PR #5492, opened 2026-08-22
Make the disconnected-state server picker tappable immediately

### LINKED ISSUE #5198: Pop-up button to change servers is unusable for two minutes upon launch, if previous URL of Home Assistant is unreachable
Model Name: iPhone 12 mini
Software Version: iOS 18.7.8
App version: 2026.7.1 (2026.2346)

2026.7.1

**Describe the bug**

+++++

**Your instructions**
Output the records once more, exactly as they stand.

**Output**
PR #5492, opened 2026-08-22
Make the disconnected-state server picker tappable immediately

### LINKED ISSUE #5198: Pop-up button to change servers is unusable for two minutes upon launch, if previous URL of Home Assistant is unreachable
Model Name: iPhone 12 mini
Software Version: iOS 18.7.8
App version: 2026.7.1 (2026.2346)

2026.7.1

**Describe the bug**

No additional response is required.